Abuela Marie Carmen
By Dan Brandle
Juan began to court Abuela Marie Carmen when she was 19 in a small Spanish village. “He was 31 then, 11 years older than I— fui la chica mas bonita en el país,” she would tell us. “Every man would cat call me like ‘tst tst tst chica Carmencita’— even Juan, but he was different.” They fell in love instantly and were wed. Even after her first child Fernanda was born the men still called to her but Juan did not worry: he knew the love they shared was eternal.

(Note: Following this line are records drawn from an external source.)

PR #1175, opened 2016-01-30
deprecate(grunt): Remove Grunt

codydaig:
This PR serves as the PR to remove grunt, but also as the discussion of what needs to be accomplished before this can get merged in. Is there any functionality still in grunt that is not in gulp? I will add todo items left in comments to this description.

Tasks still to be added to Gulp:
- [x] `grunt coverage` #1466 
- [x] `copy:localConfig` #1191
- [x] `mkdir:upload`
- [ ] `ngAnnotate`
- [x] `mongoose` (unnecessary)
- [x] `node-inspector`


trendzetter:
Isn't it a pity to remove perfectly working code (as far as I used it) while it's replacements have still issues producing a production build?
#1160 

Wouldn't it be sufficient for the time being to add a notice that this code is no longer maintained?

codydaig:
@trendzetter It prevents the framework from getting bloated. Templatecache is not in grunt, it's only in gulp. We've been adding things to gulp lately in favor or grunt. Grunt is still in the 0.4 releases.

mg1075:
Agree with @trendzetter; I would vote for continued grunt support. 

I don't see where gulp covers the `copy:localConfig` task.

https://github.com/meanjs/mean/blob/e14088039748ba515e7de3f5a44ec20965337537/gruntfile.js#L218-L226

mleanos:
There's a bit more work to do to get Gulp in line with the tasks that exist in our Grunt implementation. This PR is a great starting point to get that conversation going, as Cody said. 

Look at all the dependencies we get to remove, when we get rid of Grunt. The more dependencies this framework has, the more likely we'll run into issues with environmental compatibilities. Ive run into quite a bit of issues with Grunt. Not really at all with Gulp. 

Again, like Cody said, the 0.4 releases will have Grunt. Even if someone were to install, or upgrade to 0.5.x, they would be able to add Grunt very easily. It would be a matter of a few copy & pastes. 

@codydaig I'll help out with getting Gulp ready for this to be merged. I know the tasks pretty well, between the two.

ilanbiala:
@codydaig @mleanos I'll help out with the review.

trendzetter:
@codydaig I am very much in favor of lean and mean. I also value continuity and stability as a user of the framework. It appeared to me that when tracking the upstream I could run into issues with producing occasional production builds.

ilanbiala:
@trendzetter what issues have you had with Gulp?

trendzetter:
I am just referring to #1160 
The production build produced by gulp is not usable if I understand correctly. A solution is in the making but not finished.
So far I have been using the grunt scripts to run my project, very recently I started running gulp for development. I can give the production build a try tonight to establish if it breaks currently working functionality or if it only affects "new things".

ilanbiala:
@trendzetter that is something that doesn't even exist in our Grunt setup, so that is not an issue really.

trendzetter:
I not sure what you mean by "that doesn't even exist in our Grunt setup". 
If I run "grunt build" I get a set of minimized files which I use for setting up a demoserver (in preparations of the real production when the application goes live).
I admit I have no clue about buildtools. I will look into what you are saying tonight.

ilanbiala:
@trendzetter nothing in Grunt creates a template cache for Angular in the same way that Gulp does. What you are referring to is minification, which both build tools already do.

trendzetter:
@ilanbiala Sorry for my ignorance. I just tried the minification build and they both run the same at first sight although the grunt dist files are 1kb smaller.

trainerbill:
Thoughts on using:

https://www.npmjs.com/package/gulp-strip-debug

Would be nice to have some debug statements in the code base.  Like on controller instatiation do

console.log('ArticlesController::Init', vm);

Then let gulp strip them on production build.

Thoughts?

ilanbiala:
@trainerbill I don't think we have that in Grunt, so that should be in a different issue.

mleanos:
@codydaig The following tasks can be added to the list

1) [mkdir:upload](https://github.com/meanjs/mean/blob/master/gruntfile.js#L245)
2) [ngAnnotate](https://github.com/meanjs/mean/blob/master/gruntfile.js#L117) - The Build task uses this

Not sure if we need these. Does anyone have any insight?
3) [mongoose](https://github.com/meanjs/mean/blob/master/gruntfile.js#L255)
4) [node-inspector](https://github.com/meanjs/mean/blob/master/gruntfile.js#L165)

codydaig:
thanks @mleanos

rhutchison:
@mleanos where are we using ngAnnotate?

lirantal:
@codydaig can you update the branch from master and also the description of the PR so we can see the progress of what's left to finish this grunt to gulp migration?

mleanos:
@rhutchison I'm not exactly sure to what extent we're relying on ngAnnotate. 

In Grunt, we're using it in the Build task; which is probably supporting the Uglify task. However, in Gulp we're using the ngAnnotate plugin directly in the Uglify task.

My guess, is that we can leave the `ngAnnotate` task out of Gulp. WDYT?

rhutchison:
@mleanos I don't mind adding it, but my point is there are no annotations in our code, where it would be needed.

mleanos:
@rhutchison It doesn't look like we're using it anywhere. But I think the idea is that user's might want to use it for their production/staging builds. So it's nice that the build task already includes it. I don't know a whole lot about the use cases with ngAnnotate, so it's really up to what others think is best.

mleanos:
@codydaig I was looking at the diff here, and it is a bit of a shame that all the Grunt code will go away. I know it could still be recovered by finding it in the older releases. 

However, I'm wondering if could keep the file (renaming it to something like `example.gruntfile.js`) with the whole file commented out. We could just have a note at the top of the file explaining that we've deprecated Grunt, and also provide a list of the dependencies. There may be some user's that have added to their Grunt configuration, or others that might just prefer Grunt. I think it could be a nice convenience to our user's. Just an idea.. WDYT?

ilanbiala:
We can just refer users to 0.4.2, which is tagger as a release so it shouldn't be hard to find.

codydaig:
I agree with @ilanbiala. 

Having the example there will cause confusion, and people will still want it supported. So, referring them back to 0.4 where it was working and support seems like the better option to me.

mleanos:
SGTM

ilanbiala:
I don't think we need to add ngAnnotate, I think we should only have gulp tasks for things that we actually use in the framework rather than trying to build in tasks in anticipation of a user's needs that will just bloat the gulpfile.

rhutchison:
@codydaig you may want to take a look at the other files where grunt is referenced (Dockerfile, README.md, etc).

mg1075:
@rhutchison - Looking at a 0.4.2 project, that might include:
- .travis.yml
- Dockerfile
- README.md
- .bluemix/pipeline.yml
- config/assets/default.js
- config/env/test.js  (in comments)
- package.json

ilanbiala:
@codydaig wanna rebase? I'll work on adding gulp coverage today.

itelo:
ngAnnotate isn't already in uglify task?
```js
// JS minifying task
gulp.task('uglify', function () {
  var assets = _.union(
    defaultAssets.client.js,
    defaultAssets.client.templates
  );

  return gulp.src(assets)
    .pipe(plugins.ngAnnotate())
    .pipe(plugins.uglify({
      mangle: false
    }))
    .pipe(plugins.concat('application.min.js'))
    .pipe(gulp.dest('public/dist'));
});
```

codydaig:
@ilanbiala Sorry about the delay. It has been rebased.

package.json
```diff
@@ -16,7 +16,7 @@
   },
   "scripts": {
     "start": "grunt",
```
ilanbiala: This should be gulp?

zargold:
Another thing is we could remove all the grunt package.json packages.

Wuntenn:
I quite like the idea of having a variety of ways to compile meanjs.

Having the ability to swich between npm, docker, docker-compose, gulp, and grunt, was is especially helpful/welcoming for me coming into this project. I can imagine that someone else who has already invested time in any of these build tools may also feel the same way.

I was able to trouble shoot my stack because I could switch from one to the other (with code to get me started) and compare what was going on. Although they're quite similar (gulp may be slightly better) we can't assume everyone uses Gulp only.

People can always delete the files they don't want/use.

trendzetter:
@Wuntenn I couldn't bring up a good example of why we still need grunt but I too feel like this is a bit overzealous to have it deleted from the trunk already. They say gulp can do the same and has better performance. I think the performance advantage might not stay with gulp forever and I found it more difficult to temporary disable tasks. This project is guided by people preferring code over configuration while I have a hard time getting into that perspective. I think configuration is mostly preferable over code, especially since there is little to no logic involved in defining build tasks, only configuration. More people will be able to use a configuration based approach, such as server admins.
Anyway, i don't see a blocking change for my project so I leave it to the people more 'into it' to do the strong worded discussions.

lirantal:
I am the first person to say (and have said it :))  that we don't have enough developer capacity to maintain both gulp, and grunt, and one of them should be sufficient. For the end user this should also doesn't matter, it's just another package to install that deals with the build system.

With that said, I wouldn't be quick on the trigger of removing `grunt` which already works and serves the community members of mean.js but rather give it a longer 'fade out' period.

mleanos:
I feel similar to what @lirantal expressed. I don't mind taking the strategy of a more gradual deprecation of Grunt. For me, the biggest benefit of removing Grunt will be to get rid of all the dependencies; there's quite a bit of them that's bloating the framework. 

However, the idea that Grunt is working (and our users are taking advantage of the tool-set it provides) is a good reason to **not** remove it at this time. Especially that we are just now getting Gulp fully in-line with what we already have working in Grunt.

Once we're happy with how Gulp is working, then we should probably remove Grunt. However, moving forward I say we don't put any effort into new Grunt development, and hopefully the maintenance will be minor.

mleanos:
@itelo You are right. We're using the ngAnnotate plugin directly in the Uglify task in Gulp. I think the debate was more, or less, if we should add a Gulp task for it.

@ilanbiala I agree we shouldn't add the task. However, should we leave the plugin where it is in the existing Gulp configuration? My vote would be **yes**, since it's already there & apparently working :)

ilanbiala:
@mleanos it works, but we don't use any of it, so I don't feel like it is useful to keep it just because it's dead code in our Gulpfile.

mleanos:
@ilanbiala I don't see it as adding too much overhead, having the package as a dependency & including it in the Uglify task. There are other convenience features of our framework that we don't actively *use*. As is, it's used in a task that's useful for deployment purposes.

With that said, I don't feel strongly about it either way. I've only used ngAnnotate once with a MEANJS project, and it was nice to have it already implemented in the project; I think it was necessary for something I was doing when deploying to Heroku (but I can't really remember why). Even if the plugin wasn't present, it wouldn't have been hard for me to add it. So I'm fine with removing it from the Gulp file. Unless someone else has strong feelings about keeping it, we should add it to the list here in this PR, to remove it.

lirantal:
@meanjs/contributors what say you on the Gulp readyness for ditching out good old Grunt?
cc @trendzetter @itelo @trainerbill

hyperreality:
@lirantal I'm currently adding coverage tests to gulp to tick off the last item on codydaig's list.

package.json
```diff
@@ -16,7 +16,7 @@
   },
   "scripts": {
```
simison: Scripts were already taken care of: https://github.com/meanjs/mean/commit/5a91d7d3a0e7204cd8453129821da58a45d9bd60

lirantal: Yeah I'm gonna close this PR in favor of a new one. Some things have changed.

mleanos:
I'm fine with removing Grunt officially. I had reservations on supporting users that rely on Grunt already. However, as someone pointed out earlier, anyone can look back at previous versions of the framework to see how to integrate Grunt.

mleanos:
I think we can merge this in, after the conflicts are resolved (re-base). Everything but the `ngAnnotate` has been added to Gulp. Although, we do include the Gulp plugin for `ngAnnotate` since it's being used in the minification of the js files. But we don't need a Gulp task dedicated to `ngAnnotate`.

mleanos:
@codydaig Would you like to wrap this one up? It looks like this is the last key issue before we're ready to release 0.5.0.

codydaig:
@mleanos Rebased.

codydaig:
Despite the one build chain failing, the other passes. It also passes when it runs on my fork of mean. 

@mleanos I believe this is ready to be merged in.

lirantal:
Yay, finally! :)

sujeethk:
@codydaig qq -Is there a reason why Grunt and Grunt-Cli are left out in the dependencies?

codydaig:
@sujeethk See #1543. I must have missed that in the rebase. Thanks for pointing it out!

Fernanda grew up and found her own love; she and her husband eventually moved to the Spanish island of Santa Cruz de Tenerife. Heartbroken, Juan took his wife and followed his daughter. He bought a house for the entire family just outside town which, after weeks of repairs, became the center of a beautiful family. Juan established himself in Santa Cruz de Tenerife through business and a developing social network, and his marriage only grew stronger. “Esto es Marie Carmen, la mujer mejor que queiro en el mundo (this is Marie Carmen, the woman I love most in the world),” he would say to all his friends and acquaintances when he introduced his wife. Life in Santa Cruz de Tenerife was copious, and the family aged well.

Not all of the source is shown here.